» THE PROBLEM:
Only lines containing the word "InnerLocal" are needed; pull them out of the material.

Segment Start: DATA RECORDS

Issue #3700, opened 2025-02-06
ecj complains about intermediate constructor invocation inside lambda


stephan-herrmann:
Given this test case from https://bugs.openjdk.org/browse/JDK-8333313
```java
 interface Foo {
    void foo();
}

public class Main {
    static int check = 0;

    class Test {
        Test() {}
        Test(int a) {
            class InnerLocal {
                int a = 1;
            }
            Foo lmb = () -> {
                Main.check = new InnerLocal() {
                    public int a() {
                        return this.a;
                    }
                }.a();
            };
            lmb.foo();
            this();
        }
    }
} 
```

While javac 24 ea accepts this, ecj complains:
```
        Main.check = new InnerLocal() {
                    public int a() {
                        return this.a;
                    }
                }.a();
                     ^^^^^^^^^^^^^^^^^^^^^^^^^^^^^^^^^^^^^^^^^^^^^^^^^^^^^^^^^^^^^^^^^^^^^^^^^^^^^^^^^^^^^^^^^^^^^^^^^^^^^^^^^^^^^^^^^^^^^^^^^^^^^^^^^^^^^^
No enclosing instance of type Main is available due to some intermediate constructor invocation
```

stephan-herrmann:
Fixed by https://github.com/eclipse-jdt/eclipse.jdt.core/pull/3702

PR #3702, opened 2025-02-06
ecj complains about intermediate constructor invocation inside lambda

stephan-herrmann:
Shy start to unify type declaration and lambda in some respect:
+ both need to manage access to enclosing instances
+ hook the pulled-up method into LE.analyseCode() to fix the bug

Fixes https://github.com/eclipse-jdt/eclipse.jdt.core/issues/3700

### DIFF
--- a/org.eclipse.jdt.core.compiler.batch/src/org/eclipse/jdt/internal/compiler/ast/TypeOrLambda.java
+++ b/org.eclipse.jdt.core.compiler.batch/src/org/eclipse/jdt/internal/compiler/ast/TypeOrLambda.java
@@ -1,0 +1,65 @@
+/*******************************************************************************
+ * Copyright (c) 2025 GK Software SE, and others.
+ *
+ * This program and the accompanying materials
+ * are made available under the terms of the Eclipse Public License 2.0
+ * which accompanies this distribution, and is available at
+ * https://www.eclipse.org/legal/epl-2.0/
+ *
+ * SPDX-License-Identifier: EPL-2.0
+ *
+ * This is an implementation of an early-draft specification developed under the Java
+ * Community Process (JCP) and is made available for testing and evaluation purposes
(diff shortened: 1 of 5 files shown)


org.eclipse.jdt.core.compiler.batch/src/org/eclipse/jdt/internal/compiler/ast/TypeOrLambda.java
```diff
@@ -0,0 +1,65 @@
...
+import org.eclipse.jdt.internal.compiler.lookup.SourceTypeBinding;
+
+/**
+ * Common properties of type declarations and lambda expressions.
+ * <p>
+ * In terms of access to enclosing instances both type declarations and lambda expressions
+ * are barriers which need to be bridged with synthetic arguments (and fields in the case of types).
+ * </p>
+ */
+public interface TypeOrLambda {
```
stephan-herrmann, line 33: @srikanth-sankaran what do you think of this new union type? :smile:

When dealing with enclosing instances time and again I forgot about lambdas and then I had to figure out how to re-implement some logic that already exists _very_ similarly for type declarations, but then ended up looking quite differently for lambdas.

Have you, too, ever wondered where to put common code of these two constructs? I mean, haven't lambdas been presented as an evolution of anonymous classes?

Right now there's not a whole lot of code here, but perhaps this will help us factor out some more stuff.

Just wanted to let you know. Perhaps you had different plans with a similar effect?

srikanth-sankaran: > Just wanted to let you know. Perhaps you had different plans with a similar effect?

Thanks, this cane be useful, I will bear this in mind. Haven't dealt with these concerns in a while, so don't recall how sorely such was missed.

Segment End: DATA RECORDS

» SOLUTION TO THE PROBLEM:
            class InnerLocal {
                Main.check = new InnerLocal() {
        Main.check = new InnerLocal() {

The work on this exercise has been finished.